#### What to produce
For the listing below, output exactly the lines from the line with "It's also worth" up to and including the line with "Issue #9441, opened 2023-01-06", and no other lines.

#### Material for this task
PR #2065, opened 2022-07-19
Docstring failing tests fix

hirwa-nshuti:
Removed examples from `total_mo_on_dev` and fixed output for examples in `repeat` method


hirwa-nshuti:
@simonetgordon This is the PR solving the failing Docstring tests.

PR #2066, opened 2022-07-19
add try excep in set_backend for importlib

Ishticode:
The `backend_stack` gets emptied in the `while` loop just before the `importlib` block. So if an error is hit during import the stack remains empty. This PR remedies that for `KeyValue` errors i.e. for incorrect framework names passed to `set_backend`.


djl11 (approved):
lgtm, thanks!

PR #2067, opened 2022-07-19
Reformat and extend Expand dims

danielmunioz:
#2005


danielmunioz:
#2005

danielmunioz:
HI! A couple of things here:

1. I removed the 'out' argument for the backend call because some of the backend functions (like expand_dims in the numpy backend) don't take 'out' as an argument, so the code would often break after simply calling `ivy.expand_dims(x)`, however it's worth noting this would only happen **before** setting the backend manually, after using `ivy.set_backend('numpy')` the code would run as expected and after removing the out argument the code would run regardless of whether the backend was previously set or not. If I understand correctly, this should not break the expected behavior for the out argument on the main expand_dims function due to the wrappers, right? Please correct me if I'm wrong
2. The only two backends that accept a List/Tuple for the axis argument are Numpy and JAX, I decided to cautiously add two examples showcasing this use, however since this does not work with all the backends I'm not sure if I should remove it or maybe keep it but with a flag or something to signify the fact that this only works with those two frameworks.

If there is anything I may need to add delete, or change, please don't hesitate on letting me know!!

danielmunioz:
Hi! Just a quick note, As mentioned before the only two backends that accept a List/Tuple for the axis argument are Numpy and JAX, so following numpy's logic for expand_dims I added support for multi-index insertion to the rest of the backends, I'm aware the middle part of the code is a bit repetitive and I thought about wrapping it in something like a "helper" function but I wasn't sure on which script should I out it in, so please let me know if the changes are good and if so where would be the ideal place for this function.

Ishticode (changes requested):
Hi. Thank you for the very comprehensive PR @danielmunioz 
During conflict, the return statement was perhaps removed by mistake. Could that be re added and apologies if that was my mistake.
Could you kindly remove out argument from functional/ivy as @handle_out decorator is already added.
And finally, as the function has @handle_nestable decorator, could you also implement the function as a static method in the container as per the [instruction](https://lets-unify.ai/ivy/deep_dive/5_containers.html#api-static-methods).
Please feel free to ask anything if the above is not clear.

danielmunioz:
Hey! Thanks for the review I just Added the static method, fixed the missing return and modified some docstring examples!
About the removing the out argument on  functional/ivy/manipulation.py, I wonder if is it is necessary? because the functions still receives the argument and that's reflected on the docstrings, so if I remove it I would technically need to remove it from the docstrings as well right? making it a bit confusing for the end user, please feel free to correct me if I'm wrong with this.

Also, about, the logic for the code that I added to support the multi-index insertion is basically the same for all the backends and as a consequence a bit repetitive, so I was wondering if maybe there is more efficient place to put this code in? maybe wrap it in a function and then just call it when it's needed, please let me know if there is a way to do this or if we should just let it the way it is right now.

Thanks for your time!

Ishticode (changes requested):
Hi. You made a good point about out argument. Had slipped my mind. Thanks for that.
Could you get the lint test passing on the CI. The docstring test is also failing for expand_dims alongside some others. Could you check why it is failing for `expand_dims` and get it passing please. Thank you very much. 😊 You're welcome to raise any concerns...

danielmunioz:
Hey! I just modified the lines that were too long and also improved some of the docstring examples, I believe the `expand_dims` functions should be able to pass the lint and docstrings tests now!

danielmunioz:
Hi @Ishticode, just a quick note about the `lambda` used on `expand_dims` over at `ivy/containers/manipulation.py`, I noticed that some of the other functions in that file are using the `static` implementation instead of a `lambda`, however If I recall correctly, on the last "ask us anything", I heard Dan say that it's ok to leave the lambda functions when working on `ivy/containers`, so that's why I left it how it was, but of course, I can change it if it's necessary here!

danielmunioz:
Hey! @Ishticode, just a last minute point, So I noticed you guys added guidelines for helper functions, and in order to improve readability, I decided to pack some of the repetitive logic here into one, Please let me know if there is anything else needed in this PR!

Ishticode (approved):
Hi @danielmunioz 
Thank you for the patience. 
Your PR seems in perfect form 😊
I have tested the additional logic with several examples and I does work. May I suggest that if you do contribute to the logic of functions, updating the tests might be the best way to check if your logic is sound. 

Your addition hasn't broken the previous test and will perhaps pass additional checks (for tuple/list inputs for `axis`) which I will add soon in the test. 
Thank you very much for your contribution @danielmunioz.

Ishticode:
> Hi @Ishticode, just a quick note about the `lambda` used on `expand_dims` over at `ivy/containers/manipulation.py`, I noticed that some of the other functions in that file are using the `static` implementation instead of a `lambda`, however If I recall correctly, on the last "ask us anything", I heard Dan say that it's ok to leave the lambda functions when working on `ivy/containers`, hence why I left it how it was, but of course, I can change it if it's necessary here!

It should use the static version of the function. i will fix that dw.

danielmunioz:
Sure!!, Thanks for the review and your time!! :)

PR #2071, opened 2022-07-19
Updating ivy.device functions and tests

Unevilicorn:
Changes include:
- Type hint to some of the functions in ivy.device
- Hypothesis tests for test_device
- Array, Container instance and static methods for ivy.device


ivy/array/device.py
```diff
@@ -1,8 +1,52 @@
...
+
 
 # ToDo: implement all methods here as public instance methods
 
 
 class ArrayWithDevice(abc.ABC):
-    pass
+    def dev(self: ivy.Array) -> Union[ivy.Device, ivy.NativeDevice]:
+        """
+        ivy.Array instance method variant of ivy.device.dev. This method simply wraps
```
djl11, line 14: we should not include the submodule: we should write `ivy.dev` rather than `ivy.device.dev`, the same is true for most other docstrings.

ivy/functional/ivy/device.py
```diff
@@ -396,7 +400,7 @@ def clear_mem_on_dev(device: Union[ivy.Device, ivy.NativeDevice]) -> None:
         The device string to convert to native device handle.
 
     """
-    return current_backend(None).clear_mem_on_dev(device)
+    current_backend(None).clear_mem_on_dev(device)
```
djl11, line 403: we should actually use `ivy.current_backend` for these calls, and remove the explicit import at the top of the file.

djl11 (changes requested):
some small changes. Feel free to merge once these are fixed. Some other things are not perfect, but can revisit them later as I'm unsure of how best to handle it (for example which functions should be `nestable` and how they should be nestable exactly).

PR #2077, opened 2022-07-19
reformatted result_type #2041

c1boo:


c1boo:
#2041

sherry30 (changes requested):
Hi,

A few changes are required
1. You have to write docstring example under the container instance method and also container static method.
2. Fix the lint issues caused by your changes.
3. Fix the docstring errors caused by `result_type`.

If you face any trouble or have any question, feel free to ask I'd be happy to help you out.

Thanks.

sherry30:
Hi,

So it seems like there was a problem in the backend, this function is supposed to return ivy.Dtype but was returning the native dtype.
I have pushed a fix for this, now they all should be expecting the same answer i.e.  `{a:float32, b:int32}` which was the one you were receiving for torch before.

ivy/container/data_type.py
```diff
@@ -647,6 +647,45 @@ def static_result_type(
...
+
+        Returns
+        -------
+        ret
+            the dtype resulting from an operation involving the input arrays and dtypes.
+
+        Examples
+        --------
+        >>> x = ivy.Container(a = ivy.array([0, 1, 2]), \
+        b = ivy.array([3., 4., 5.]))
```
sherry30, line 680: indent array `b` exactly under array `a`

ivy/container/data_type.py
```diff
@@ -664,6 +703,46 @@ def result_type(
...
+            the dtype resulting from an operation involving the input arrays and dtypes.
+
+        Examples
+        --------
+        >>> x = ivy.Container(a=ivy.array([0., 1., 2.]), \
+            b=ivy.array([3, 4, 5]))
+        >>> print(x.a.dtype, x.b.dtype)
+        float32 int32
+
+        >>> print(x.result_type(x))
```
sherry30, line 740: running result type on the same containers, maybe create a different container `y` and then run it like `x.result_type(y)`

sherry30 (changes requested):
Hi,

Can you add 1 functional example using container as an input in `ivy/functional/ivy/data_type.py`
I pointed out a few other changes on the particular lines 😃

Issue #1708, opened 2022-07-01
copy_array


11Nick26:

11Nick26:
- [copy_array] #1708

11Nick26:
> _No description provided._

- [] #1708

11Nick26:
- [] #1708

1Doomdie1:
Hey, please provide the issue from where you took this function.
Thank you!

11Nick26:
> Hey, please provide the issue from where you took this function. Thank you!

#791

1Doomdie1:
This function has been reserved for you.

Issue #791, opened 2022-04-03
Reformat General


HotzingTone:
Each method in the [general](https://github.com/unifyai/ivy/blob/master/ivy/functional/ivy/general.py) submodule should be modified to use the latest formatting rules, as explained in the [contributor guide](https://lets-unify.ai/ivy/contributing.html) for the [Ivy API](https://lets-unify.ai/ivy/contributing.html#ivy-api) and [Backend API](https://lets-unify.ai/ivy/contributing.html#backend-api). This includes removing all lambdas and direct bindings for methods in the backend submodules, with each method instead defined using . Full type hints should also be given for each argument in both the ivy module and also each backend module. The docstrings should be updated to use NumPy style rather than Sphinx style, and code examples should be added to every method docstring.

- [ ] get_referrers_recursive
- [ ] is_native_array
- [ ] is_ivy_array
- [ ] copy_array
- [ ] array_equal
- [ ] arrays_equal
- [ ] all_equal
- [ ] to_numpy
- [ ] to_scalar
- [ ] to_list
- [ ] clip_vector_norm
- [ ] clip_matrix_norm
- [ ] floormod
- [ ] unstack
- [ ] fourier_encode
- [ ] value_is_nan
- [ ] has_nans
- [ ] exists
- [ ] default
- [ ] shape_to_tuple
- [ ] try_else_none
- [ ] arg_names
- [ ] match_kwargs
- [ ] cache_fn
- [ ] current_framework_str
- [ ] einops_rearrange
- [ ] einops_reduce
- [ ] einops_repeat
- [ ] get_min_denominator
- [ ] set_min_denominator
- [ ] get_min_base
- [ ] set_min_base
- [ ] stable_divide
- [ ] stable_pow
- [ ] get_all_arrays_in_memory
- [ ] num_arrays_in_memory
- [ ] print_all_arrays_in_memory
- [ ] set_queue_timeout
- [ ] queue_timeout
- [ ] tmp_dir
- [ ] set_tmp_dir
- [ ] container_types
- [ ] inplace_arrays_supported
- [ ] inplace_variables_supported
- [ ] supports_inplace
- [ ] assert_supports_inplace
- [ ] inplace_update
- [ ] inplace_decrement
- [ ] inplace_increment
- [ ] cumsum
- [ ] cumprod
- [ ] scatter_flat
- [ ] scatter_nd
- [ ] gather
- [ ] gather_nd
- [ ] multiprocessing
- [ ] indices_where
[...]

PR #2083, opened 2022-07-20
Reformatted copy_array #1708

11Nick26:
Reformat general #791

Not sure if backend formatting was implemented correctly but i can revert them back if they are incorrect so please let me know.

Thank you!

### DIFF
--- a/ivy/functional/backends/jax/general.py
+++ b/ivy/functional/backends/jax/general.py
@@ -44,7 +44,7 @@ def is_native_array(x, exclusive=False):
     )
 
 
-def copy_array(x: JaxArray) -> ivy.Array:
+def copy_array(x: JaxArray) -> JaxArray:
     return jnp.array(x)
 
 
--- a/ivy/functional/backends/jax/general.py
+++ b/ivy/functional/backends/jax/general.py
@@ -44,7 +44,7 @@ def is_native_array(x, exclusive=False):
     )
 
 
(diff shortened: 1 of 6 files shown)


simonetgordon:
Hi Nick,

Thanks for the contribution!

This looks good for the ivy function. Did you intend to update the backends also? Only 1 file has been altered.

Simone

11Nick26:
I was going to update the backend functions but i realized i don't think i have to. But if that is necessary just let me know and I'll make the proper changes!

chie2727 (changes requested):
Hi @11Nick26 , please include the following additional examples:

- [x] 1. A `With :code:`ivy.Array` input:` example that makes use of the `out` parameter.

- [x] 2. A Container Static Method Example

Have a look at the docstring guide for reference:
https://lets-unify.ai/ivy/deep_dive/11_docstring_examples.html

chie2727 (changes requested):
Hi @11Nick26 ,

Thanks for making all the changes.
One last thing: please include an ivy.Container instance method example as there isn't an example for this yet.

chie2727:
Hi @11Nick26 , thanks for all your patience. I removed some duplicated examples and native_array examples which were added by a previous contributor as those aren't required anymore.
Everything is looking good so I'll merge in your changes now.

chie2727 (approved):

PR #9326, opened 2023-01-03
Fixing the failing test np.power frontend function

hello-fri-end:
#8170

### DIFF
--- a/ivy_tests/test_ivy/test_frontends/test_numpy/test_mathematical_functions/test_arithmetic_operations.py
+++ b/ivy_tests/test_ivy/test_frontends/test_numpy/test_mathematical_functions/test_arithmetic_operations.py
@@ -262,6 +262,7 @@ def test_numpy_multiply(
                 available_dtypes=helpers.get_dtypes("integer"),
                 num_arrays=2,
                 min_value=0,
+                max_value=7,
                 shared_dtype=True,
             )
         ],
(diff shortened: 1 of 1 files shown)


hello-fri-end:
The above commit fixes the failing test for the NumPy backend. For Tensorflow,  `Integers to negative integer powers are not allowed` error is not caught by the `ValueError` exception. Is there a way I can make sure that only positive integers are generated for the exponents?

hello-fri-end:
For JAX, the behavior is a little weird and I'm not sure how to fix it. Let me explain:

Basically, JAX handles overflow differently when an array is passed as input as opposed to a scalar. 
Simple reproducible code:
Using Jax arrays
```python
base = jnp.array([2])
exp = jnp.array([64])
```


```python
jnp.power(base, exp)
DeviceArray([1], dtype=int64)
```
 
However, if you pass a scalar, the output is 0
```python
jnp.power(2, 64)
DeviceArray(0, dtype=int64, weak_type=True)
```
Numpy, in both cases will return 0 -- hence the failing test case. What's the correct way to handle this?

hello-fri-end:
@vaatsalya123 Can you take a look please?

vaatsalya123:
Hey @hello-fri-end ,First of all really sorry for the late response to the PR!
So I had a look through the PR and I think the issue you are addressing for Jax could be resolved or understood with these following points:

1.)I think the problem could be solved if you set the ground_truth_backend to jax

2.)I think this test might need max limit for array values generated as very large exponents are leading to overflow which then leads to negative exponents.So the recommendation is to not use try except around the test function.I think if you only try and set the limit that should pass the test for jax.

Try and use some of these methods to see if they resolve the issue with jax and try to make the changes I requested in (2) thanks!

hello-fri-end:
> ght need max limit for array values generated as very large exponents are leading to overflow which then leads to negative exponents.So the recommendation is to not

Hey @vaatsalya123! Thanks for the review. I've added an upper limit for the array values as 7. All the tests are passing now :)

vaatsalya123:
lgtm!

PR #9331, opened 2023-01-03
Fixing the failing unit test of np.mod frontend function

hello-fri-end:
#8168


hello-fri-end:
> lgtm, but let's change the values to smaller ones

Updated, as suggested :+1:

PR #9333, opened 2023-01-03
Fixing np.floor_divide frontend test

hello-fri-end:


hello-fri-end:
@ahmedo42 Can you review this please?

hirwa-nshuti (changes requested):
Hey @hello-fri-end 
The reason why we didn't do `np.floor_divide` or `jnp.floor_divide` in first place is due to special cases from [array API](https://data-apis.org/array-api/latest/API_specification/generated/array_api.floor_divide.html). Doing so can lead to the failure of Array API tests.

hello-fri-end:
> Hey @hello-fri-end 

Hi @hirwa-nshuti ! Thanks for taking the time to review this PR. 

> The reason why we didn't do `np.floor_divide` or `jnp.floor_divide` in first place is due to special cases from [array API](https://data-apis.org/array-api/latest/API_specification/generated/array_api.floor_divide.html). Doing so can lead to the failure of Array API tests.

Oh, thanks for the information. I have reverted my changes and added a few `assume` blocks in the test to make sure that the function is tested on valid inputs.

ivy_tests/test_ivy/test_frontends/test_numpy/test_mathematical_functions/test_arithmetic_operations.py
```diff
@@ -485,8 +485,13 @@ def test_numpy_floor_divide(
     fn_tree,
     on_device,
 ):
+
     input_dtypes, x, casting, dtype = dtypes_values_casting
     assume(not np.any(np.isclose(x[1], 0)))
+    assume(not np.any(np.isinf([x[1], x[0]])))
```
hirwa-nshuti, line 491: No need to filter out `inf` as this is handled inside the data generation

ivy_tests/test_ivy/test_frontends/test_numpy/test_mathematical_functions/test_arithmetic_operations.py
```diff
@@ -485,8 +485,13 @@ def test_numpy_floor_divide(
...
+    if dtype:
+        assume(not np.any(np.isclose(np.cast[dtype](x[1]), 0)))
```
hirwa-nshuti, line 493: This also is handled by the above assume block

hirwa-nshuti (changes requested):
Hey check a few comments below

hello-fri-end:
> Hey check a few comments below

Thanks for the suggestions. The tests are still failing and I'm not sure what the solution is here. It seems `np.floor_divide` does not simply return `np.floor` of `np.divide`.  Consider this minimal example:

```python
a= np.array([0.000977], dtype=float16)
b = np.array(-[32768.], dtype=float16)

>>> np.floor_divide(a,b)
-1.0

>>> np.divide(a, b)
-0.0
>>> np.floor(np.divide(a,b)).astype(a.dtype)
-0.0

```

Looks like `np.divide` already rounds the result. Maybe the difference is that `np.divide` will always return the result rounded to the nearest integer while `np.floor_divide` will always return floor of the division result. If that's the case, how can we make sure that we the same results from both?

hirwa-nshuti:
As the ivy implementation conforms to Array API standards these edge cases should not pass as Numpy fully follows the python standards and we can't go ahead and modify the backend implementation🙂

Here we can generate values that are naturally not nearly close to zero to make our tests pass.
That's the direct solution we can take now😊

hello-fri-end:
> As the ivy implementation conforms to Array API standards these edge cases should not pass as Numpy fully follows the python standards and we can't go ahead and modify the backend implementationslightly_smiling_face
> 
> Here we can generate values that are naturally not nearly close to zero to make our tests pass. That's the direct solution we can take nowblush

Thanks for the suggestions :) I've added bounds on the array values and the tests are passing for now :+1:

hirwa-nshuti:
What if we removed the limitations and use filtering for all values close to zero in inputs
`assume(not np.any(np.isclose(x[0], 0)))` and `assume(not np.any(np.isclose(x[1], 0)))`

hello-fri-end:
> assume(not np.any(np.isclose(x[1], 0)))

This seems to work for now, although, I've kept the tolerance values as 1e-1. I've pushed the changes, please review them again :)

hirwa-nshuti (approved):

PR #9399, opened 2023-01-04
Fix numpy.nanmin Frontend

mohamedehab0999:
Added a condition because it was causing an issue of not replacing inf with nan back after compute the max while putting initial with None value.


ivy-seed:

vaatsalya123:
lgtm!

PR #9426, opened 2023-01-05
Update device.py

Fayad-Alman:
Fixing direct bindings for default_device function
- Returning as_native_dev with parameter ret (ret=ret)


Fayad-Alman:
Issue:
#9319

Issue #9325, opened 2023-01-03
multi_dot


danielmunioz:

danielmunioz:
Hey @kunal266! Oh yeah It's almost done, I had forgotten to finish it to be honest, but it's just fixing the containers and arrays tests so hopefully it shouldn't take too long, I'll let you know when it's done! but if you wanna start working right away (and if it's not too complicated) you can try to implement the frontend function you're working on using a composition of functions! :)

PR #9436, opened 2023-01-06
Functional multi dot

danielmunioz:


danielmunioz:
close #9325

danielmunioz:
Hi! sorry, I've been having some issues running the tests for this function, the test is only able to run if you uncomment the `test_flags.instance_method = False` flag otherwise the test raises the error:

`ivy_tests/test_ivy/test_functional/test_experimental/test_core/test_linalg.py:345: in test_multi_dot
    helpers.test_function(`
`ivy_tests/test_ivy/helpers/function_testing.py:249: in test_function
    ivy.prune_nest_at_index(args, instance_idx)`
`args = ([(ivy.array([[0, 0],
       [0, 0]]), ivy.array([[0, 0],
       [0, 0]]), ivy.array([[0, 0],
       [0, 0]]))], [0, 0]), kwargs = {}`

And the big one:
`ivy.exceptions.IvyBackendException: torch: prune_nest_at_index: torch: prune_nest_at_index: 'tuple' object doesn't support item deletion`

I'm not sure exactly why this happens, my guessing is that due to the nature of the inputs, the testing function somehow breaks when trying to test instance methods

danielmunioz:
It's also worth mentioning that due to the nature of the floating point arithmetic, there may be a bit of a difference in the results when running different backends, I managed to adjusts the rtol and atol test values for this, but the difference can sometimes be noticeable, as explained on [this github issue](https://github.com/numpy/numpy/issues/22953)

danielmunioz:
It's worth nothing that due to the nature of floating point arithmetic, there may be a bit of a difference in the results when using different backends, I managed to adjust the atol and rtol test values for this, but the difference can sometimes be a bit noticeable

ivy_tests/test_ivy/test_functional/test_experimental/test_core/test_linalg.py
```diff
@@ -285,3 +285,71 @@ def test_eig(
...
+)
+def test_multi_dot(
+    dtype_x,
+    test_flags,
+    backend_fw,
+    fn_name,
+    ground_truth_backend,
+):
+    dtype, x = dtype_x
+    # test_flags.instance_method = False
```
ZoeCD, line 344: If setting the instance method flag to False is a quick fix, the error may be in the array instance method or in the container one. Have you tried to use the debugger to find where the exception is exactly happening? 🤔

ZoeCD (changes requested):

Issue #9441, opened 2023-01-06
Add matplotlib as part of required dependencies in setup.py


dom-inic:
working with ivy-core==1.1.10 and getting missing dependency matplotlib. checked setup.py on ivy codebase which opens requirements.txt on the requirements folder, matplotlib is not part of the dependencies required by ivy. 
probably should be added for the next release?

dom-inic:
yeah i think it shouldn't be added for now. maybe future support for other frameworks might need it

#### Output for this exercise
It's also worth mentioning that due to the nature of the floating point arithmetic, there may be a bit of a difference in the results when running different backends, I managed to adjusts the rtol and atol test values for this, but the difference can sometimes be noticeable, as explained on [this github issue](https://github.com/numpy/numpy/issues/22953)

danielmunioz:
It's worth nothing that due to the nature of floating point arithmetic, there may be a bit of a difference in the results when using different backends, I managed to adjust the atol and rtol test values for this, but the difference can sometimes be a bit noticeable

ivy_tests/test_ivy/test_functional/test_experimental/test_core/test_linalg.py
```diff
@@ -285,3 +285,71 @@ def test_eig(
...
+)
+def test_multi_dot(
+    dtype_x,
+    test_flags,
+    backend_fw,
+    fn_name,
+    ground_truth_backend,
+):
+    dtype, x = dtype_x
+    # test_flags.instance_method = False
```
ZoeCD, line 344: If setting the instance method flag to False is a quick fix, the error may be in the array instance method or in the container one. Have you tried to use the debugger to find where the exception is exactly happening? 🤔

ZoeCD (changes requested):

Issue #9441, opened 2023-01-06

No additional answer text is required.